The insults I’d hurled at them didn’t seem to register. That’s how stupid these guys were.
“Anybody touches my sister, I’ll kill them,” Blue Polo said.
I stopped in front of him and faced him down. “Just remember,” I said. “Someone feels the exact same way about every girl you’re going to talk to tonight. Think about that and try to show a little respect.”
I turned and walked on ahead, hoping I’d planted at least a tiny seed of conscience into their pea brains.

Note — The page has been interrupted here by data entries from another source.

Issue #244, opened 2026-05-24
Audit shell scripts for set -f when processing external input


TomHennen:
claude: Surfaced during PR #238's Go build type review. CLAUDE.md requires:

> Every shell script MUST start with \`set -euo pipefail\`. Scripts that process arguments from external input MUST also \`set -f\` (disable globbing) before processing those arguments.

PR #238 audited \`build/actions/go/*/*.sh\` and added \`set -f\` where missing. The same gap exists in ~13 scripts repo-wide. None are concrete-exploitable today (the security review confirmed this), but the convention is a defense-in-depth invariant CLAUDE.md treats as load-bearing.

## Scripts missing \`set -f\` (scripts that take args via \`\$1\`/\`\$2\`/\`\$@\`)

Run from repo root after this PR lands:

\`\`\`bash
for f in lib/*.sh build/actions/*/*.sh build/actions/*/*/*.sh tools/*/*.sh tools/*.sh actions/*/*.sh; do
  if [[ -f \"\$f\" ]]; then
    if grep -q \"set -euo pipefail\" \"\$f\" && ! grep -q \"set -f\" \"\$f\"; then
      if grep -qE '\\\$[12@*]|\\\$\\{[12@*]' \"\$f\"; then
        echo \"\$f\"
      fi
    fi
  fi
done
\`\`\`

Current list (as of 2026-05-24, pre-#238-merge):

- \`lib/download_verify.sh\`
- \`lib/tool_banner.sh\`
- \`build/actions/npm/build_and_pack.sh\`
- \`build/actions/npm/detect_tooling.sh\`
- \`build/actions/npm/validate_inputs.sh\`
- \`build/actions/python/install_deps.sh\`
- \`build/actions/python/run_tests.sh\`
- \`tools/osv/install.sh\`
- \`tools/scorecard/sarif_to_markdown.sh\`
- \`tools/syft/install.sh\`
- \`tools/bump_action_pins.sh\`

(\`build/actions/go/*/*.sh\` are no longer in this list after #238.)

## Triage

Each script needs a one-line review:

- **External input** (adopter-controlled paths, versions, etc.) → add \`set -f\`.
- **Internal-only args** (called by wrangle's own infrastructure with trusted values) → arguably exempt, but adding \`set -f\` is cheap belt-and-braces.

Categorization for each from a quick glance:

| Script | Args source | \`set -f\` warranted? |
|---|---|---|
[...]

PR #243, opened 2026-05-24
Add wrangle-shell-lint: custom linter for CLAUDE.md shell conventions

TomHennen:
## Summary

Closes #241.

Adds `tools/wrangle-shell-lint/lint.sh`, a custom linter that enforces CLAUDE.md shell safety rules not covered by shellcheck. Wired into `make lint` and `make test`. Includes 20 bats tests.

---

## Placement rationale: `tools/wrangle-shell-lint/` over `lib/`

The issue suggests either `lib/lint_shell_style.sh` (simpler) or `tools/wrangle-shell-lint/` (adapter-pattern). I chose `tools/wrangle-shell-lint/` because the issue explicitly asks for `tools/wrangle-shell-lint/test.bats` and the "same pattern as existing per-tool tests." The adapter directory pattern also keeps the linter self-contained: script, tests, and fixtures all in one directory.

The linter itself is not an adapter (it doesn't produce SARIF) but it follows the same "everything for one capability lives in one directory" discipline.

---

## Rules implemented

| Rule | How detected |
|------|-------------|
| **WSL001** `set -euo pipefail` at top | Read file line-by-line; skip shebang, blank, and comment lines; assert the first substantive line is exactly `set -euo pipefail` |
| **WSL002** `set -f` for external input | Narrow heuristic: flag scripts that iterate `"$@"` in a `for` loop, or are named `adapter.sh`, and lack `set -f` |
| **WSL003** `printf` not `echo` | awk: flag any non-comment line where `echo` appears as a word followed by `$` |
| **WSL004** `[[ ]]` not `[ ]` | PCRE grep: flag `if`/`while`/`until` followed by `[` but not `[[` |
| **WSL005** `# shellcheck disable` with justification | PCRE grep: flag disable directives whose line ends immediately after the rule code(s) with no ` # reason` prose |

Rules already covered by shellcheck (SC2006 backticks, SC2086 quoting) are **not** re-implemented.

---

## WSL002 heuristic is intentionally narrow

The `set -f` rule cannot be checked precisely without full shell parsing. The heuristic flags two cases where the need is clearest:

1. **`for VAR in "$@"`** — explicit iteration over all positional args, the most common pattern where glob expansion in user data matters. Covers `run.sh`, `lib/check_results.sh`.
2. **`adapter.sh`** — adapters always receive external file paths (`$1`=src_dir, `$2`=output_dir) per the adapter contract.

**Not flagged** (intentional):
[...]

PR #258, opened 2026-05-26
harden: exception-safe subshell wrap in bump_action_pins.sh + set -f coverage check

TomHennen:
## Summary

**Rescoped from the original #244 audit.** The 11-script `set -f` audit (and the `test.sh` / `test/integration/dispatch.sh` additions in round 2) are being absorbed by:

* **PR #271** — makes `set -f` the project-wide default in CLAUDE.md (spec change).
* **PR #243** — `wrangle-shell-lint` introduces WSL002 to enforce that default, and bulk-adds `set -f` to every script in the same atomic change.

That leaves two pieces unique to this PR, neither of which is covered by #271 or #243:

### 1. Exception-safe subshell wrap in `tools/bump_action_pins.sh`

The original `set +f` ... `set -f` toggle around the workflow-file walk (review thread #3307714673) was only safe on the happy path — a CRLF rejection or `sed`/`mv`/`mktemp` failure under `set -e` would terminate the script with globbing still enabled. The fix wraps the walk in a subshell (mirroring the `find_one_tarball` pattern in `build/actions/npm/build_and_pack.sh`) so the toggle is unconditionally scoped:

* Counters round-trip via a parent-side tempfile so the summary line still prints.
* The in-flight `tmp_file` cleanup trap moves inside the subshell so on-failure cleanup still fires.
* Top-level `set -f` is retained on this one script because the subshell toggle is load-bearing only when the parent has globbing disabled. The other 10 scripts from the original #244 list are left for #243 to bulk-update.

### 2. Repo-wide `set -f` coverage regression test

`test/test_set_f_coverage.bats` enumerates every `*.sh`, applies the same predicate the #244 audit used (declares `set -euo pipefail` AND references positional args), and fails if any such script omits `set -f`. Defense in depth against a future regression even once PR #243's WSL002 enforces the rule at lint time — a new arg-processing script could be added without `set -f` and slip past the per-script tests.

Ships with a transitional `EXEMPT_SCRIPTS` list covering the 12 scripts currently out of compliance on `main`. Those exemptions are documented to be removed in the same commit that adds `set -f` via #243.

### 3. Bats coverage for the subshell pattern

Two new tests in `test/test_bump_action_pins.bats`:

* Source-level structural check that pins `set +f` inside a subshell (not at column 0).
* Functional check that the CRLF rejection path still errors cleanly and leaves no `.yml.<rand>` tempfile leak.

## What changed since the previous push

- Dropped: per-script `set -f` adds in `lib/download_verify.sh`, `lib/tool_banner.sh`, `build/actions/{npm,python}/*.sh`, `tools/{osv,scorecard,syft}/*.sh`, `test.sh`, `test/integration/dispatch.sh`. These are now scoped to #243.
- Dropped: the `lib/download_verify.sh` docstring note about `set -f` leakage (the leak only existed because of the now-dropped `set -f` add).
- Kept: subshell wrap in `tools/bump_action_pins.sh` (+ its top-level `set -f`, which is load-bearing for the fix), `test/test_set_f_coverage.bats`, and the two new bats tests pinning the subshell pattern.

## Test plan

- [x] `./test.sh` passes (660/660)
- [x] All previous `bump_action_pins` tests still pass plus the two new subshell-pattern asserts
- [x] `test_set_f_coverage.bats` passes with the transitional exempt list
- [ ] CI green

Refs #244.


TomHennen (commented):
claude: review — independent audit of PR #258

## Findings

- [x] **All 11 files match issue #244 exactly, no scope creep.** `gh pr view 258 --json files` returns precisely the 11 paths listed in the issue. No bats files, no unrelated changes.
- [x] **`set -f` placement is correct everywhere.** Spot-checked `lib/download_verify.sh`, `tools/osv/install.sh`, `build/actions/python/run_tests.sh`, `build/actions/npm/validate_inputs.sh`: `set -f` appears on the line immediately after `set -euo pipefail`, per CLAUDE.md.
- [x] **No new `# shellcheck disable` pragmas.** Pre-existing one in `bump_action_pins.sh` is unrelated.
- [x] **Diff is +24/-0** — pure additive hardening, no behavioral risk to existing logic.

## Scoped `set +f` audit

### `build/actions/npm/build_and_pack.sh` — clean

`set +f` is **inside a `( ... )` subshell** in `find_one_tarball()` (lines 125-146). The shell-option toggle cannot leak back to `main()`. Comment correctly documents the intent. `exit 1` on the count-check failure terminates the subshell, propagates via `set -e`, and the parent never reaches code that depended on `-f`. **LGTM.**

### `tools/bump_action_pins.sh` — works, but scope is wider than ideal

`set +f` (line 140) … `set -f` (line 181) is a **top-level toggle, NOT in a subshell**. Between those lines, ~40 lines of loop body (grep/sed/mktemp/mv on `$f`) execute with globbing enabled.

- **Safety:** Acceptable. `$f` is loop-bound to the validated glob expansion, all expansions in the loop are double-quoted (`"$f"`, `"$tmp_file"`, etc.), so no unintended re-globbing occurs.
- **Early-exit on CRLF (line 157, `exit 1`):** This terminates the entire script process, so the missing `set -f` restore is irrelevant — there is no subsequent code that requires `-f`.
- **Suggestion (non-blocking):** A `( set +f; shopt -s nullglob; for f in ...; do ...; done )` subshell would mirror the `build_and_pack.sh` pattern and tighten the scope. As written it's correct but relies on every variable expansion in 40 lines being quoted — a future edit could regress. Not a blocker.

The `*.yml`/`*.yaml` glob can't trivially be replaced by `find` here because the script wants both extensions and the existing `nullglob` semantics; the comment explains the choice. Reasonable.

## CI status

- `test` — pass (1m28s; PR body reports 656 tests)
- `check-change`, `osv-scanner`, `osv-scanner e2e`, `dependency-review`, `Kusari Inspector` — pass
- `zizmor` — skipping (expected)
- `dispatch` — still pending at review time (cross-repo integration; not blocking review)
- No failures observed.

## Verdict

**LGTM.** The change is mechanical, minimal, and faithful to issue #244. The two scoped re-enables are both safe; `build_and_pack.sh` uses the textbook subshell pattern, and `bump_action_pins.sh` is safe-as-written but could be tightened with a subshell in a follow-up if desired. No blockers.

lib/download_verify.sh
```diff
@@ -8,6 +8,7 @@
 #   wrangle_verify_signature  — verify Sigstore signature via cosign
 
 set -euo pipefail
+set -f
```
TomHennen, line 11: claude: Sourced `set -f` leaks into the caller's shell. `lib/download_verify.sh` is sourced (per its header docstring), not executed, so this `set -f` propagates into the caller. The current callers are `tools/osv/install.sh` and `tools/syft/install.sh` — both already get `set -f` from this PR, so the leak is a no-op today.

Worth a short comment here saying so, since a future install.sh that sources this file without setting `-f` itself would silently inherit it (probably fine; possibly surprising). Something like:

```
# NOTE: set -f leaks into the sourcing shell. All current callers
# (tools/*/install.sh) also set -f, so this is a no-op there. If a
# future caller needs globbing after sourcing, it must `set +f`.
```

Non-blocking.

tools/bump_action_pins.sh
```diff
@@ -131,6 +132,12 @@ tmp_file=""
 cleanup() { [[ -n "$tmp_file" && -f "$tmp_file" ]] && rm -f "$tmp_file"; tmp_file=""; }
 trap cleanup EXIT INT TERM
 
+# Re-enable globbing for the workflow-file walk below. The top-level
+# `set -f` (per CLAUDE.md) disables globbing while we process external
+# args (target_sha, branch/date env overrides); now that those are
+# validated, turn globbing back on so `*.yml` / `*.yaml` expand.
+# Restored to `set -f` after the loop for symmetry/defense-in-depth.
+set +f
```
TomHennen: claude: `WRANGLE_PINS_DIR` is operator-supplied (env var) and is interpolated into the glob word at line 144 (`"$REPO_ROOT/$PINS_DIR"/*.yml`). With `set +f` active, the whole resulting word is subject to pathname expansion — including any glob characters that happen to be in $PINS_DIR.

This is fine in practice (the operator controls their own env), but the comment at line 137 says "now that those are validated, turn globbing back on" — `PINS_DIR` isn't validated (only `target_sha` is regex-checked, and `branch_label`/`date_label` are sed-escaped). A trusted-input ops tool can live with this, but you might want to either:

1. Update the comment to clarify `PINS_DIR` is trusted operator input (not validated), or
2. Add a simple regex check on `PINS_DIR` (e.g., `^[A-Za-z0-9._/-]+$`) for defense-in-depth.

Non-blocking.

TomHennen (commented):
claude: review — completing the audit, gap on regression tests

## Assessment

LGTM with two non-blocking observations (posted inline). This is a clean, mechanical, additive hardening pass that finishes what #238 started. Diff is +24/-0, CI green, all 11 scripts in #244's list are covered. The prior claude review covered the core safety analysis well; this review adds:

## Completeness audit (independent reproduction)

Ran the issue #244 audit script against the post-PR tree:

```bash
for f in $(find . -name '*.sh' -not -path './.git/*' -not -path './test/*'); do
  if grep -q 'set -euo pipefail' "$f" && ! grep -q 'set -f' "$f"; then
    if grep -qE '\$[12@*]|\$\{[12@*]' "$f"; then echo "MISSING: $f"; fi
  fi
done
```

Result: zero misses. The three scripts that don't have `set -f` are correctly excluded (no positional args):
- `lib/env.sh` — env config, sourced, no `$1`/`$@`
- `lib/setup.sh` — no args, just `mkdir -p`
- `test.sh` — top-level test runner with no external args (not in scope per #244)

## Inline topics

1. **`lib/download_verify.sh`** — Sourced `set -f` leaks into caller. OK today (both callers have `set -f`); worth a docstring note for future sourcers.
2. **`tools/bump_action_pins.sh`** — Comment says "args are validated" before `set +f`, but `WRANGLE_PINS_DIR` env var isn't validated and flows into the glob word. Operator-trusted input, but the comment overstates the validation.

## Gap: no regression tests for the new `set -f` lines

Other modules added grep-based bats tests when they added `set -f` (e.g. `build/actions/go/test.bats` lines 508-544 has eight such asserts; `build/actions/container/test.bats` and `build/actions/python/test.bats` similar). This PR adds `set -f` to 11 scripts but no parallel tests asserting `grep '^set -f' <file>`. A future revert/typo could silently regress.

**Suggestion:** add one assert per modified script to the relevant `test.bats`, mirroring the Go module pattern. Roughly 11 one-liners. Could be done in a follow-up if you'd prefer to keep this PR mechanical.

## Recommendation

Approve. The two inline items are suggestions, not blockers. The missing regression tests are a real gap but consistent with the PR's stated scope (mechanical fix per #244); fine to defer to a follow-up issue.

lib/download_verify.sh
TomHennen: Done in 5cef4a8: added a docstring note above `set -f` explaining the leak into the sourcing shell and the requirement that any future caller needing globbing must `set +f` explicitly.

tools/bump_action_pins.sh
TomHennen: Done in 5cef4a8 (option 1): rewrote the comment to be explicit about what is validated (`target_sha` is regex-checked, branch/date labels are sed-escaped) and to call out that `WRANGLE_PINS_DIR` is unvalidated trusted-operator input that flows into the glob word. Kept the validation logic as-is — this is an ops-only tool the maintainer runs against their own env, so a defense-in-depth regex felt like extra surface for no real attacker model. Happy to add it in a follow-up if you prefer.

tools/bump_action_pins.sh
```diff
@@ -171,6 +182,7 @@ for f in "$REPO_ROOT/$PINS_DIR"/*.yml "$REPO_ROOT/$PINS_DIR"/*.yaml; do
     changed=$((changed + 1))
     printf 'bumped: %s\n' "${f#"$REPO_ROOT"/}"
 done
+set -f
```
TomHennen: claude (senior review): the `set +f` ... `set -f` toggle around the loop is **not exception-safe**. With `set -e` active, anything in the loop body that fails — the inner `mktemp`, `sed`, `mv`, or the `grep -q $'\r'` triggering the `exit 1` on CRLF input (line 161) — terminates the script with globbing still enabled. The comment claims `set -f` is restored \"for symmetry/defense-in-depth\" but in the failure paths it never executes.

For a process that's about to terminate this is harmless. But `set +f` ... `set -f` toggles read like a guarantee, and this one only holds on the happy path. Two options that actually guarantee the property:

1. **Subshell wrapper (matches `build_and_pack.sh`'s pattern):**
   ```bash
   (
       set +f
       shopt -s nullglob
       for f in \"$REPO_ROOT/$PINS_DIR\"/*.yml \"$REPO_ROOT/$PINS_DIR\"/*.yaml; do
           ...
       done
   )
   ```
   Subshell scope means the option toggle is contained even if the loop exits non-zero.

2. **`trap '... set -f ...' EXIT INT TERM`** — restore on any exit path. Heavier; not warranted here.

Given `build_and_pack.sh` already uses option (1) and the PR description even cites the precedent, applying the same pattern here is consistent and removes the only fragile bit of this PR. Non-blocking — the script is correct as written because `set -f` is only load-bearing during arg processing (already complete by line 144) and the process exits shortly after — but tightening the comment+implementation removes a future-footgun for whoever adds code after the loop.

TomHennen (commented):
claude (senior review): mechanical scope is faithful to #244 and the per-script `set -f` additions are correct. CI is green; shellcheck clean on all touched files; over-application check passed (no glob-dependent script regressed); leakage risk for `lib/download_verify.sh` is now documented per prior round.

Three findings (one inline, two in this summary because they are repo-wide):

**1. Acceptance criterion #3 of issue #244 is not met.** The issue lists as a required criterion: *"A bats test (or shellcheck-level lint) catches future regressions in scripts that take args."* This PR adds `set -f` to 11 scripts and adds **zero** regression tests, while every prior `set -f` rollout in this repo did add them: `build/actions/go/test.bats:508-544` (8 asserts from #238), `build/actions/python/test.bats:138-143`, `build/actions/container/test.bats:23-25, 133-135`, `test/lib/test_stop_commands_guard.bats:22-26`. A future revert/typo on any of these 11 lines passes CI silently. At minimum, mirror the Go pattern: 11 one-line `grep '^set -f' <file>` asserts in the relevant existing `.bats` files (npm, python, scorecard, syft, osv, plus a lib-level test for `download_verify.sh` and `tool_banner.sh`, and the existing `test/test_bump_action_pins.bats` for the pins tool).

**Suggested follow-up (more durable than per-file asserts):** a single repo-wide lint that reproduces issue #244's audit script as a bats test, so every new script is automatically held to the rule. Roughly:

```bats
@test "shell scripts processing args must set -f (CLAUDE.md)" {
  while IFS= read -r f; do
    grep -q 'set -euo pipefail' \"$f\" || continue
    grep -qE '\\$[12@*]|\\$\\{[12@*]' \"$f\" || continue
    grep -qE '^set -f' \"$f\" || { echo \"MISSING set -f: $f\"; false; }
  done < <(find . -name '*.sh' -not -path './.git/*')
}
```

**2. Out-of-scope but noted: `test/integration/dispatch.sh`.** Takes `$1`/`$2` from CI and does not `set -f`. It was deliberately excluded from #244's audit pattern (`tools/*/*.sh tools/*.sh actions/*/*.sh build/...`), so leaving it for this PR is defensible. Worth a follow-up issue or adding it to scope here. The repo-wide lint above would catch it.

**3. `lib/sanitize.sh` is also outside scope** (no `set -euo pipefail` because it's a pure function lib; adding `set -f` there would leak to every adopter shell). Mention only for completeness — no action.

One inline finding about exception-safety of the `bump_action_pins.sh` toggle below. Not a blocker.

**Verdict:** changes are correct as written. The missing regression tests are the only finding I would consider tightening before merge, because they are an explicit acceptance criterion of the linked issue. Comfortable approving on a follow-up commit (or a tracking issue) that adds them.

tools/bump_action_pins.sh
TomHennen: Done in 918de51: wrapped the workflow-file walk in a subshell so the `set +f` toggle is unconditionally scoped — matches the `find_one_tarball` pattern in `build/actions/npm/build_and_pack.sh`. Moved the in-flight tempfile cleanup trap inside the subshell so on-failure cleanup still fires; counters round-trip through a parent-side tempfile so the summary line still prints. Added two regression tests in `test/test_bump_action_pins.bats` pinning the structural pattern + the CRLF-failure path.

TomHennen:
Addressed the two summary findings from review #4368541301:

**Finding 1 — missing regression tests (acceptance criterion #3 of #244).** Done in 918de51. Took the suggested "repo-wide lint" route rather than 11 per-file asserts, since the lint is more durable for future scripts:

- `test/test_set_f_coverage.bats`: enumerates every `*.sh` in the repo, applies the same predicate the #244 audit used (declares `set -euo pipefail` AND references `$1`/`$2`/`$@`/`$*` or their `${...}` forms), and fails if any such script omits `set -f`. New scripts added in future PRs are automatically held to the rule. Includes an `EXEMPT_SCRIPTS` allowlist (currently empty) for principled future exemptions and a sanity-check assertion that the predicate matches at least 5 scripts so a typo can't silently disable the lint.
- `test/test_bump_action_pins.bats`: two new asserts pinning the subshell exception-safety pattern (per the inline finding) — one source-level structural check, one functional check that the CRLF-rejection path errors cleanly with no tempfile leak.

**Finding 2 — `test/integration/dispatch.sh` out of #244 scope.** Done in 918de51: added `set -f` with a docstring rationale. The repo-wide lint described above surfaced it (correctly), so including it here keeps the new test green out of the box. The lint also surfaced the top-level `test.sh` (takes `$1`) — also fixed in the same commit, same rationale.

**Finding 3 — `lib/sanitize.sh`.** No action, as suggested. The new repo-wide lint excludes it implicitly: its predicate requires `set -euo pipefail`, which `sanitize.sh` intentionally lacks (pure function lib, sourced into adopter shells where strict mode would leak). The `EXEMPT_SCRIPTS` allowlist mechanism is in place if a future principled exemption needs an explicit entry.

TomHennen:
**Rescoped (force-push e32e452).**

The 11-script `set -f` audit that was the bulk of this PR is being absorbed into:

* **#271** — universal `set -f` spec in CLAUDE.md.
* **#243** — `wrangle-shell-lint` WSL002 enforcement + bulk script update applied atomically.

Carrying the per-script adds here would create a merge conflict with #243 and overlap with #271's scope. This PR now keeps only the pieces that don't belong to either of those:

1. The exception-safe subshell wrap in `tools/bump_action_pins.sh` (the fix from review thread #3307714673). The script keeps its top-level `set -f` because the subshell toggle is load-bearing only when the parent has globbing disabled.
2. `test/test_set_f_coverage.bats` — the repo-wide regression test, with a transitional `EXEMPT_SCRIPTS` list naming the 12 scripts that #243 will fix. The exemptions are documented to be removed atomically with #243's bulk update.
3. The two new bats tests pinning the subshell pattern.

`lib/download_verify.sh`, `lib/tool_banner.sh`, all `build/actions/{npm,python}/*.sh`, the install scripts, `test.sh`, and `test/integration/dispatch.sh` are no longer touched by this PR — they wait for #243.

See updated PR description for the full new shape.

lib/download_verify.sh
TomHennen: Superseded by the rescope (force-push e32e452): this PR no longer touches `lib/download_verify.sh`. The leak concern only existed because we were adding `set -f` to a sourced file; with that add now moved to PR #243's bulk update, the docstring note becomes #243's call to make (or skip, if #243 picks a different mitigation).

tools/bump_action_pins.sh
TomHennen: Still in scope after the rescope (force-push e32e452). The expanded comment above the `set +f` toggle is retained in the new subshell-wrapped version — `WRANGLE_PINS_DIR` is still called out as operator-supplied input that flows into the glob word.

tools/bump_action_pins.sh
TomHennen: Still in scope after the rescope (force-push e32e452): the subshell-wrap exception-safety fix is the primary unique-value piece this PR now carries. The two new bats tests in `test/test_bump_action_pins.bats` pin the pattern at both source-structure and behavioral levels.

TomHennen:
Phase 2 nits applied in 7e46a58.

**F1 (exempt list still needed pending #243)** — applied. #271 only landed the spec; the bulk script update lands with #243. Kept the exempt list, rewrote the transitional-comment block to not reference PR numbers (per CLAUDE.md `Comments`) and to be accurate post-#271. Predicate + error-message comments also trimmed.

**F2 (narrower subshell pattern)** — applied. Replaced the whole-loop subshell + counter-tempfile + inner trap with the narrower #243-style pattern: only the glob collection runs in a subshell (`< <( set +f; shopt -s nullglob; for g in ...; do printf ...; done )`); the parent iterates the resulting array with `set -f` still on. Same exception-safety property, ~80 fewer lines net, single top-level cleanup trap, no counter round-trip.

**F3 (functional CRLF-no-leak test)** — applied (dropped the test). The `run "$SCRIPT" ...` invocation is a subprocess so any globbing leak in the script can't reach the bats parent shell — the test never asserted the property its name claimed. The structural assertion in test 24 already pins the pattern.

**F4 (13-line comment block)** — applied. Trimmed to one line. Also trimmed the long predicate / transitional / error-message comments in `test_set_f_coverage.bats`.

`./test.sh` locally: 659/659 pass, shellcheck clean.

test/test_bump_action_pins.bats
```diff
@@ -363,6 +363,15 @@ EOF
     grep -qF "# master 2099-12-31" .github/workflows/a.yml
 }
 
+@test "bump_action_pins: source pins the subshell exception-safety pattern" {
```
TomHennen, line 366: Could this be rolled into the checks we're doing in 243?

test/test_set_f_coverage.bats
TomHennen, line 1: probably obsolete with #243?

TomHennen (commented):
Is this whole thing obsolete with #243? or could we re-implement it better with 243?

test/test_set_f_coverage.bats
TomHennen: Confirmed obsolete after #243 merged: WSL002 (in `tools/wrangle-shell-lint/rules/wsl002.yml`) mechanically enforces `set -f` on every shell script as part of `make shellstyle`, catching it on every PR. The meta-test is now strictly redundant. Will delete this file.

test/test_bump_action_pins.bats
TomHennen: Not easily — this assertion pins a per-file architectural pattern (subshell-wrap of `set +f` in `bump_action_pins.sh`), not a universal lint rule. WSL rules enforce CLAUDE.md conventions repo-wide; rolling per-script structural tests into WSL would be over-fitting. The right call is determined by whether to keep #258's bump_action_pins.sh improvement at all — see review-body reply.

TomHennen:
**Honest answer to "Is this whole thing obsolete with #243?": mostly yes, but with one genuine improvement still on the table.**

What landed on `main` via #243:
- `tools/bump_action_pins.sh` now has a narrowed `set +f / shopt -s nullglob / workflow_files=(...) / shopt -u nullglob / set -f` block at the top level. Confines the toggle to the glob expansion, but **bare** — if anything between `set +f` and `set -f` errors out, `set -f` never runs and the rest of the script runs with globbing enabled.
- WSL002 (in `tools/wrangle-shell-lint/rules/wsl002.yml`) enforces universal `set -f` mechanically on every PR.

What this PR has that's still meaningfully different:
- `tools/bump_action_pins.sh` uses `< <(set +f; shopt -s nullglob; for g in ...)` — the subshell **scope** auto-restores globbing on any exit, including errors. Strictly more exception-safe than `main`'s bare block.

What's now obsolete:
- `test/test_set_f_coverage.bats` — WSL002 supersedes (delete).
- The PR's contribution to `bump_action_pins.sh` if `main`'s bare pattern is acceptable (it works for the happy path; fails-open on rare error paths).

**Three options:**

- **(A) Close #258.** Accept `main`'s bare `set +f`/`set -f` pattern. Small fail-open risk on errors between the toggles. Simplest.
- **(B) Rescope #258 to JUST the subshell-wrap improvement** (replace ~5 lines in `bump_action_pins.sh` + delete `test_set_f_coverage.bats` + keep the structural assertion). PR becomes very small. Genuine exception-safety win.
- **(C) Same as B but also drop the structural assertion** — let the subshell pattern stand on its own without a test pinning the shape.

I lean **(B)** — the exception-safety improvement is real and the change is small. But it's a judgment call on whether the failure mode is worth a follow-up.

Your call.

TomHennen:
Option B applied in 57696f3 (after merging main). PR now: **+33/-21 lines** across 2 files.

- ✅ `tools/bump_action_pins.sh` — replaced main's bare `set +f / shopt -s nullglob / ... / shopt -u nullglob / set -f` block with the exception-safe `< <(set +f; shopt -s nullglob; for g in ...)` process-substitution pattern. Subshell scope auto-restores globbing on any exit path.
- ✅ `test/test_bump_action_pins.bats` — structural assertion that pins the pattern (asserts indented `set +f` exists, no top-level bare `set +f`).
- ✅ `test/test_set_f_coverage.bats` — deleted (WSL002 supersedes).

`./test.sh quick` passes (740 tests). Ready for merge.

test/test_bump_action_pins.bats
TomHennen: should we use ast-grep or something instead of regular grep?

TomHennen: Good catch — grep here does contradict CLAUDE.md meta-principle #2 ("prefer language parsers over grep").

The cleanest long-term answer is to **promote this to a universal WSL rule**: `set +f` must be inside a subshell (or paired with a restore-trap). ast-grep can express that via parent-node checks. Net win: applies to every script, kills the need for any per-file structural test, generalizes the safety property the bats test is currently pinning for just one file.

Filed the rule consideration as a 5th item on #273 (the existing WSL follow-up issue) — adds to inline-`run:` length, expression-injection, `curl|sh`, and `continue-on-error` already tracked there.

For this PR specifically I lean: **keep the grep test, ship #258 as-is, drop the test when WSL00X lands**. The grep is transitional and the subshell-wrap improvement in `bump_action_pins.sh` is the real value here.

Alternative: drop the test from #258 too — even smaller PR — accepting that nothing pins the pattern until the WSL rule ships.

Your call.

When I got a little closer to the fraternity house, I could hear that the band had already started playing. They were rocking out to an old tune by The Clash called “Should I Stay or Should I Go.”
It was a question I kept asking myself as I walked around to the front of the building and mounted the porch. Should I stay or should I go? Technically, I’d signed off on the job of finding Everett Harbaugh. His parents weren’t paying me anymore. I was running on my own dime now.
Not that the money was ever the most important thing. Everett had seemed like a fine young man during our brief encounter, and I’d found myself genuinely caring about what happened to him. Still, some people might have said that I didn’t have a horse in the race anymore. That the police and the FBI were more than capable of bringing this to a conclusion—satisfying or otherwise—without my help.
But Bradley Harbaugh had mentioned something over the phone, something that had sent a chill up my spine. That bit about Everett’s favorite food combination. It was probably nothing, but I had to check it out.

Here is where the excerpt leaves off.